Results: The phase 3 study recruited 122 adult CAH patients. Although the study failed its primary outcome at 6 months, there was evidence of better biochemical control on MR-HC, with lower 17OHP SDS at 4 (P = .007) and 12 (P = .019) weeks, and between 07:00h to 15:00h (P = .044) at 6 months. The percentage of patients with controlled 09:00h serum 17OHP (< 1200 ng/dL) was 52% at baseline, at 6 months 91% for MR-HC and 71% for standard therapy (P = .002), and 80% for MR-HC at 18 months' extension. The median daily hydrocortisone dose was 25 mg at baseline, at 6 months 31 mg for standard therapy, and 30 mg for MR-HC, and after 18 months 20 mg MR-HC. Three adrenal crises occurred in phase 3, none on MR-HC and 4 in the extension study. MR-HC resulted in patient-reported benefit including menses restoration in 8 patients (1 on standard therapy), and 3 patient and 4 partner pregnancies (none on standard therapy).

Conclusion: MR-HC improved biochemical disease control in adults with reduction in steroid dose over time and patient-reported benefit.

Trial registration: ClinicalTrials.gov NCT02716818 NCT03062280.

Keywords: 21-hydroxylase deficiency; adrenal insufficiency; congenital adrenal hyperplasia; glucocorticoid; hydrocortisone.
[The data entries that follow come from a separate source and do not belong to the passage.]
PR #2250, opened 2020-12-11
Normative: Relax the strength of Atomics.compareExchange

### LINKED ISSUE #2231: (memory model) Atomics.compareExchange is specified too strongly
Currently, [Atomics.compareExchange](https://tc39.es/ecma262/#sec-atomics.compareexchange) is specified as performing an idempotent RMW in the case that the comparison fails. This is stronger than the [analogous C++11 operation](https://en.cppreference.com/w/cpp/atomic/atomic/compare_exchange), which only performs a load if the comparison fails.

Currently, V8 appears to implement compareExchange on ARMv8 as a [pair of load-store exclusives](https://github.com/v8/v8/blob/4b9b23521e6fd42373ebbcb20ebe03bf445494f9/src/compiler/backend/arm64/code-generator-arm64.cc#L429), and only a load is performed if the comparison fails.

The difference is visible in the following program, where `b` is some integer TypedArray wrapping a zero-initialised SAB:

| Thread 1 | Thread 2 |
| ------------- | ------------- |
| b[1] = 1; | b[2] = 2; |
| Atomics.compareExchange(b, 0, 42, 42);  | Atomics.compareExchange(b, 0, 42, 42);  |
| console.log(b[2]); | console.log(b[1]);  |

If it is guaranteed that Atomics.compareExchange will always perform an RMW, then the outcome 0, 0 is forbidden by the JS memory model, as the total ordering of atomics forces one thread to synchronise with the other, even though both Atomics.compareExchange comparisons will clearly fail. Both the C++11 model, and the V8 implementation above, permit this outcome.

To model this, instead of unconditionally performing an RMW (via the spec function GetModifySetValueInBuffer), there should be two possible cases in the operational semantics. Given the provided expectedValue, either a load event with a value that is `!=` the expectedValue must be emitted, or an RMW event with a load value that is `==` the expectedValue must be emitted. The choice is non-deterministic (constrained by the axiomatic memory model).

syg:
Closes #2231

@conrad-watt does this look like what you had in mind?

I am labeling this normative **but not** needs consensus because I don't believe there is a reasonable way to implement the currently specified strong behavior, nor do implementations implement the strong version. Neither ARM's load and store exclusive instructions nor x86's `cmpxchg` unconditionally perform a read-modify-write as the spec currently requires.

Let's merge this now and inform the committee at the next plenary.

### DIFF
--- a/spec.html
+++ b/spec.html
@@ -37419,6 +37419,7 @@ THH:mm:ss.sss
       <p>The following steps are taken:</p>
       <emu-alg>
         1. Let _buffer_ be ? ValidateIntegerTypedArray(_typedArray_).
+        1. Let _block_ be _buffer_.[[ArrayBufferData]].
         1. Let _indexedPosition_ be ? ValidateAtomicAccess(_typedArray_, _index_).
         1. Let _arrayTypeName_ be _typedArray_.[[TypedArrayName]].
         1. If _typedArray_.[[ContentType]] is ~BigInt~, then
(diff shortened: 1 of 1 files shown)


conrad-watt (commented):
I might be totally misreading, but I think this change is in the wrong place? `GetModifySetValueInBuffer` is used to define regular RMWs too, and it shouldn't be possible for these to emit `read` events.

Moreover, the `value` parameter to `GetModifySetValueInBuffer` is the _replacement_ value in the case of `Atomics.compareExchange`, not the expected value, so its byte representation shouldn't be being compared to `rawBytesRead`.

syg:
> I might be totally misreading, but I think this change is in the wrong place? GetModifySetValueInBuffer is used to define regular RMWs too, and it shouldn't be possible for these to emit read events.

Oh ha, yes.

syg:
This should be more like it.

@conrad-watt An interesting part of this change is that the comparison is now redundant in _compareExchange_ closure. I *think* removing the comparison there doesn't add any adverse side-effects but I'm not 100% confident. Moving the comparison of the expected value and the read value into the operational semantics means Valid Chosen Reads is what ensures that there is no valid execution whose compareExchange RMW event can witness a non-expected value. Those executions are instead now captured by the non-equal load event paths. Does that sound right to you?

spec.html
```diff
@@ -37455,12 +37456,29 @@ <h1>Atomics.compareExchange ( _typedArray_, _index_, _expectedValue_, _replaceme
...
+        1. Let _elementSize_ be the Element Size value specified in <emu-xref href="#table-the-typedarray-constructors"></emu-xref> for Element Type _elementType_.
         1. Let _isLittleEndian_ be the value of the [[LittleEndian]] field of the surrounding agent's Agent Record.
         1. Let _expectedBytes_ be NumericToRawBytes(_elementType_, _expected_, _isLittleEndian_).
-        1. Let _compareExchange_ be a new read-modify-write modification function with parameters (_oldBytes_, _newBytes_) that captures _expectedBytes_ and performs the following steps atomically when called:
-          1. If ByteListEqual(_oldBytes_, _expectedBytes_) is *true*, return _newBytes_.
-          1. Return _oldBytes_.
-        1. Return GetModifySetValueInBuffer(_buffer_, _indexedPosition_, _elementType_, _replacement_, _compareExchange_).
+        1. Let _replacementBytes_ be NumericToRawBytes(_elementType_, _replacement_, _isLittleEndian_).
+        1. Let _second_ be a new read-modify-write modification function with parameters (_oldBytes_, _newBytes_) that captures nothing and performs the following steps atomically when called:
```
bakkot, line 37463: Editorial nit: I'd prefer this to be defined closer to its single use site, rather than outside of the `If`.

acardoz (approved):

spec.html
syg: Done.

conrad-watt (approved):
LGTM

sorry for the delay

conrad-watt:
> Moving the comparison of the expected value and the read value into the operational semantics means Valid Chosen Reads is what ensures that there is no valid execution whose compareExchange RMW event can witness a non-expected value. Those executions are instead now captured by the non-equal load event paths. Does that sound right to you?

This should work. It is exposing the weird interplay between the operational and axiomatic parts of the semantics, but it isn't any worse than existing situations when there's conditional control flow (like an `if` statement) based on a concurrently loaded value.

michaelficarra (approved):

bakkot (approved):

© The Author(s) 2021. Published by Oxford University Press on behalf of the Endocrine Society.

Figures

Figure 1.
Figure 1.
Patient screening, randomization treatment, and follow-up. The safety population included all randomly assigned patients who received at least one dose of trial treatment. *Patients could have more than one reason for study exclusion and withdrawn patients are included in patients excluded.
Figure 2.
Figure 2.
Twenty-four–hour endocrine profiles for 17-hydroxyprogesterone (17OHP) and androstenedione at week 24 vs baseline (geometric mean ± 95% CIs, patients meeting the criteria for the efficacy analysis) and 09:00hrs 17OHP during the extension study. A, At week 24, the 17OHP 24-hour profile for patients receiving modified-release hydrocortisone (MR-HC) was flat, and the morning rise in 17OHP observed at baseline was no longer present. B, Similar results were observed for androstenedione. Patients in the standard glucocorticoid group had improvement in hormonal control with glucocorticoid dose adjustments according to the protocol, but the pattern of hormone secretion did not change: C, 17OHP, and D, androstenedione, profiles continued to display a morning increase. At week 24, the MR-HC vs standard groups differed during the morning hours but not throughout the 24 hours for E, 17OHP, and F, androstenedione. G, During the extension study, the geometric mean 09:00h 17OHP fell from baseline into the optimal range and remained there despite a reduction in MR-HC daily dose.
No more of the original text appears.